Could you return the whole listing exactly?

(Beginning of RECORDS FOR THE EXERCISE)

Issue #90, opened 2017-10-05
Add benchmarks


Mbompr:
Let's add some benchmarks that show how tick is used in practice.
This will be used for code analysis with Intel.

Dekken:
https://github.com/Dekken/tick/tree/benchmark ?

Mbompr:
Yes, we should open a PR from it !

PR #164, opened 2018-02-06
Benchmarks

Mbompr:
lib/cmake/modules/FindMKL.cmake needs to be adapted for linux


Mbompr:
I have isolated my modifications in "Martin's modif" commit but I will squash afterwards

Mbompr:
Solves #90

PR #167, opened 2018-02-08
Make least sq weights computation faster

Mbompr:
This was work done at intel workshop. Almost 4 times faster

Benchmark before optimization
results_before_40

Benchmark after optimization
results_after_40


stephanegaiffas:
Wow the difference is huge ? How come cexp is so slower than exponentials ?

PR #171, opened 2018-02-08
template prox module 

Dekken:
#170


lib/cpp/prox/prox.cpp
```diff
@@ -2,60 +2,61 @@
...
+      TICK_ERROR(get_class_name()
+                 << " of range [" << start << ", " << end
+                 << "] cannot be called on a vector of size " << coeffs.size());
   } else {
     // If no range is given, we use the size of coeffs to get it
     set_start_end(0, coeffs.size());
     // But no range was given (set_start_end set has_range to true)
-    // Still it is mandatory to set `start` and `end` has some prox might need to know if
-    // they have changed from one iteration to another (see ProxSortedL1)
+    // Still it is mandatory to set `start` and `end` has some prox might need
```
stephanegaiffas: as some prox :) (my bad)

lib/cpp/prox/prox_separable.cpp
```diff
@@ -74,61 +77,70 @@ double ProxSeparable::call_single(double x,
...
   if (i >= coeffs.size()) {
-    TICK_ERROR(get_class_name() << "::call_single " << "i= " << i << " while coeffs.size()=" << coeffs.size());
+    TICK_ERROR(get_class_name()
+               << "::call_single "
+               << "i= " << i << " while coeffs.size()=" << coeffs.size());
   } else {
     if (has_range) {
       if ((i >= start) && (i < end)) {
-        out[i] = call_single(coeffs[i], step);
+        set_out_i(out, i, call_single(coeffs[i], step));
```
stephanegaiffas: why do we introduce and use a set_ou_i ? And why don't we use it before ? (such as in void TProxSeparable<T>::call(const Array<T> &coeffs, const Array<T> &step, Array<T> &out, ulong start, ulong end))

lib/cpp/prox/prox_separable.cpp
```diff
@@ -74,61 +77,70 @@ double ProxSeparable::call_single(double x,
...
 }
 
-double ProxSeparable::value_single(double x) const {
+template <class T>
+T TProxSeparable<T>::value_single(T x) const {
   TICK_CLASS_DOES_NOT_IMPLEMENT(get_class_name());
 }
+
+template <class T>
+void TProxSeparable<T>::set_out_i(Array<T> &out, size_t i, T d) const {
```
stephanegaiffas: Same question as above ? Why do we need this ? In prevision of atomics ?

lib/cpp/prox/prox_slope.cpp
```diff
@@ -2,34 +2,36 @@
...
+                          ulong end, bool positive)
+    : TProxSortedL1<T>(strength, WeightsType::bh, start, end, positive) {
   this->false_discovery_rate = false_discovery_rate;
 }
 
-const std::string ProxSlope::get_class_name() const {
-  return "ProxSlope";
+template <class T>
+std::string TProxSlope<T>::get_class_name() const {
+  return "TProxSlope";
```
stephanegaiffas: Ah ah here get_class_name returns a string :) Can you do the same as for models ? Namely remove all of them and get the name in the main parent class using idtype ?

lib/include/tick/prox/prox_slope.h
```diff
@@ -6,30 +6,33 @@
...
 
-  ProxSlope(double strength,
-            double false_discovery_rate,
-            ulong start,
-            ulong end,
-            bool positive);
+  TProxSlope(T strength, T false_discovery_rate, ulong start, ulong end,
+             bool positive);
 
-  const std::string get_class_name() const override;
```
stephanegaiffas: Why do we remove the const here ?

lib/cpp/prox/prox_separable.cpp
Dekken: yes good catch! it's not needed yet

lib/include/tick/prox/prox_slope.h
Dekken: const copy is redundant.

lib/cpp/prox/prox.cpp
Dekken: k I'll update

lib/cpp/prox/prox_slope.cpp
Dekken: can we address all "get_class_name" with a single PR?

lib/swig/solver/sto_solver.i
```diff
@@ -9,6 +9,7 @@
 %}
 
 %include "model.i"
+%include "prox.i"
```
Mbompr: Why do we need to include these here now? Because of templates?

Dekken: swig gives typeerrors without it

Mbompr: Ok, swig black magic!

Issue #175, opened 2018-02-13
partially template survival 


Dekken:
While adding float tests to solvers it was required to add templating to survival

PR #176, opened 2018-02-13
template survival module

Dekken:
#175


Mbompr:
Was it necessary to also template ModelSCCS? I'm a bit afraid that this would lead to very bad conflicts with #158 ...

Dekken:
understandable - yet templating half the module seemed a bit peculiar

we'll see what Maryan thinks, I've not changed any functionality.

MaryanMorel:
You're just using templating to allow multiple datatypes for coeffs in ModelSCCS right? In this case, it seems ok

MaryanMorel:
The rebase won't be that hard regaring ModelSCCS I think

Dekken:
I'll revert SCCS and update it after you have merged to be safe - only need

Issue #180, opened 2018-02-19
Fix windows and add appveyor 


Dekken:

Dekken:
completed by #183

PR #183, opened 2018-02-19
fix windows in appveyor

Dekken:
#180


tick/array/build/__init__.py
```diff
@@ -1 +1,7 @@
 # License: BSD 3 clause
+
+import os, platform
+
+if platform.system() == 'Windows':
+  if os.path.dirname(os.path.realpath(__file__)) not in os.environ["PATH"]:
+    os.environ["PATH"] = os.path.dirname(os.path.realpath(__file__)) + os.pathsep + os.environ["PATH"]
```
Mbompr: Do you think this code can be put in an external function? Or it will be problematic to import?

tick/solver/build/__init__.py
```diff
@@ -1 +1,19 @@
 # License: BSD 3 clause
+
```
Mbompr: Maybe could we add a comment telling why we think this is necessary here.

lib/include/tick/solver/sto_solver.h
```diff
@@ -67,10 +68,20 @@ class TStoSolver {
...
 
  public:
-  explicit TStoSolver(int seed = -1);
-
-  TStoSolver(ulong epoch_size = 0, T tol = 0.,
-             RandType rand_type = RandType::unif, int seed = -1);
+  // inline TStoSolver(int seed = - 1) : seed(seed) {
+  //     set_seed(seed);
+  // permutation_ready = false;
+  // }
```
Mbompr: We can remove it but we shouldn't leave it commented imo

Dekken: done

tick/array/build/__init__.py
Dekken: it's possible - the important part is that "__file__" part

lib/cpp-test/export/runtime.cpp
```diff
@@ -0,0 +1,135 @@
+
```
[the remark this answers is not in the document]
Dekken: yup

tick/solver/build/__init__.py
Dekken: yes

(End of RECORDS FOR THE EXERCISE)

— TASK RESPONSE —
Issue #90, opened 2017-10-05
Add benchmarks


Mbompr:
Let's add some benchmarks that show how tick is used in practice.
This will be used for code analysis with Intel.

Dekken:
https://github.com/Dekken/tick/tree/benchmark ?

Mbompr:
Yes, we should open a PR from it !

PR #164, opened 2018-02-06
Benchmarks

Mbompr:
lib/cmake/modules/FindMKL.cmake needs to be adapted for linux


Mbompr:
I have isolated my modifications in "Martin's modif" commit but I will squash afterwards

Mbompr:
Solves #90

PR #167, opened 2018-02-08
Make least sq weights computation faster

Mbompr:
This was work done at intel workshop. Almost 4 times faster

Benchmark before optimization
results_before_40

Benchmark after optimization
results_after_40


stephanegaiffas:
Wow the difference is huge ? How come cexp is so slower than exponentials ?

PR #171, opened 2018-02-08
template prox module 

Dekken:
#170


lib/cpp/prox/prox.cpp
```diff
@@ -2,60 +2,61 @@
...
+      TICK_ERROR(get_class_name()
+                 << " of range [" << start << ", " << end
+                 << "] cannot be called on a vector of size " << coeffs.size());
   } else {
     // If no range is given, we use the size of coeffs to get it
     set_start_end(0, coeffs.size());
     // But no range was given (set_start_end set has_range to true)
-    // Still it is mandatory to set `start` and `end` has some prox might need to know if
-    // they have changed from one iteration to another (see ProxSortedL1)
+    // Still it is mandatory to set `start` and `end` has some prox might need
```
stephanegaiffas: as some prox :) (my bad)

lib/cpp/prox/prox_separable.cpp
```diff
@@ -74,61 +77,70 @@ double ProxSeparable::call_single(double x,
...
   if (i >= coeffs.size()) {
-    TICK_ERROR(get_class_name() << "::call_single " << "i= " << i << " while coeffs.size()=" << coeffs.size());
+    TICK_ERROR(get_class_name()
+               << "::call_single "
+               << "i= " << i << " while coeffs.size()=" << coeffs.size());
   } else {
     if (has_range) {
       if ((i >= start) && (i < end)) {
-        out[i] = call_single(coeffs[i], step);
+        set_out_i(out, i, call_single(coeffs[i], step));
```
stephanegaiffas: why do we introduce and use a set_ou_i ? And why don't we use it before ? (such as in void TProxSeparable<T>::call(const Array<T> &coeffs, const Array<T> &step, Array<T> &out, ulong start, ulong end))

lib/cpp/prox/prox_separable.cpp
```diff
@@ -74,61 +77,70 @@ double ProxSeparable::call_single(double x,
...
 }
 
-double ProxSeparable::value_single(double x) const {
+template <class T>
+T TProxSeparable<T>::value_single(T x) const {
   TICK_CLASS_DOES_NOT_IMPLEMENT(get_class_name());
 }
+
+template <class T>
+void TProxSeparable<T>::set_out_i(Array<T> &out, size_t i, T d) const {
```
stephanegaiffas: Same question as above ? Why do we need this ? In prevision of atomics ?

lib/cpp/prox/prox_slope.cpp
```diff
@@ -2,34 +2,36 @@
...
+                          ulong end, bool positive)
+    : TProxSortedL1<T>(strength, WeightsType::bh, start, end, positive) {
   this->false_discovery_rate = false_discovery_rate;
 }
 
-const std::string ProxSlope::get_class_name() const {
-  return "ProxSlope";
+template <class T>
+std::string TProxSlope<T>::get_class_name() const {
+  return "TProxSlope";
```
stephanegaiffas: Ah ah here get_class_name returns a string :) Can you do the same as for models ? Namely remove all of them and get the name in the main parent class using idtype ?

lib/include/tick/prox/prox_slope.h
```diff
@@ -6,30 +6,33 @@
...
 
-  ProxSlope(double strength,
-            double false_discovery_rate,
-            ulong start,
-            ulong end,
-            bool positive);
+  TProxSlope(T strength, T false_discovery_rate, ulong start, ulong end,
+             bool positive);
 
-  const std::string get_class_name() const override;
```
stephanegaiffas: Why do we remove the const here ?

lib/cpp/prox/prox_separable.cpp
Dekken: yes good catch! it's not needed yet

lib/include/tick/prox/prox_slope.h
Dekken: const copy is redundant.

lib/cpp/prox/prox.cpp
Dekken: k I'll update

lib/cpp/prox/prox_slope.cpp
Dekken: can we address all "get_class_name" with a single PR?

lib/swig/solver/sto_solver.i
```diff
@@ -9,6 +9,7 @@
 %}
 
 %include "model.i"
+%include "prox.i"
```
Mbompr: Why do we need to include these here now? Because of templates?

Dekken: swig gives typeerrors without it

Mbompr: Ok, swig black magic!

Issue #175, opened 2018-02-13
partially template survival 


Dekken:
While adding float tests to solvers it was required to add templating to survival

PR #176, opened 2018-02-13
template survival module

Dekken:
#175


Mbompr:
Was it necessary to also template ModelSCCS? I'm a bit afraid that this would lead to very bad conflicts with #158 ...

Dekken:
understandable - yet templating half the module seemed a bit peculiar

we'll see what Maryan thinks, I've not changed any functionality.

MaryanMorel:
You're just using templating to allow multiple datatypes for coeffs in ModelSCCS right? In this case, it seems ok

MaryanMorel:
The rebase won't be that hard regaring ModelSCCS I think

Dekken:
I'll revert SCCS and update it after you have merged to be safe - only need

Issue #180, opened 2018-02-19
Fix windows and add appveyor 


Dekken:

Dekken:
completed by #183

PR #183, opened 2018-02-19
fix windows in appveyor

Dekken:
#180


tick/array/build/__init__.py
```diff
@@ -1 +1,7 @@
 # License: BSD 3 clause
+
+import os, platform
+
+if platform.system() == 'Windows':
+  if os.path.dirname(os.path.realpath(__file__)) not in os.environ["PATH"]:
+    os.environ["PATH"] = os.path.dirname(os.path.realpath(__file__)) + os.pathsep + os.environ["PATH"]
```
Mbompr: Do you think this code can be put in an external function? Or it will be problematic to import?

tick/solver/build/__init__.py
```diff
@@ -1 +1,19 @@
 # License: BSD 3 clause
+
```
Mbompr: Maybe could we add a comment telling why we think this is necessary here.

lib/include/tick/solver/sto_solver.h
```diff
@@ -67,10 +68,20 @@ class TStoSolver {
...
 
  public:
-  explicit TStoSolver(int seed = -1);
-
-  TStoSolver(ulong epoch_size = 0, T tol = 0.,
-             RandType rand_type = RandType::unif, int seed = -1);
+  // inline TStoSolver(int seed = - 1) : seed(seed) {
+  //     set_seed(seed);
+  // permutation_ready = false;
+  // }
```
Mbompr: We can remove it but we shouldn't leave it commented imo

Dekken: done

tick/array/build/__init__.py
Dekken: it's possible - the important part is that "__file__" part

lib/cpp-test/export/runtime.cpp
```diff
@@ -0,0 +1,135 @@
+
```
[the remark this answers is not in the document]
Dekken: yup

tick/solver/build/__init__.py
Dekken: yes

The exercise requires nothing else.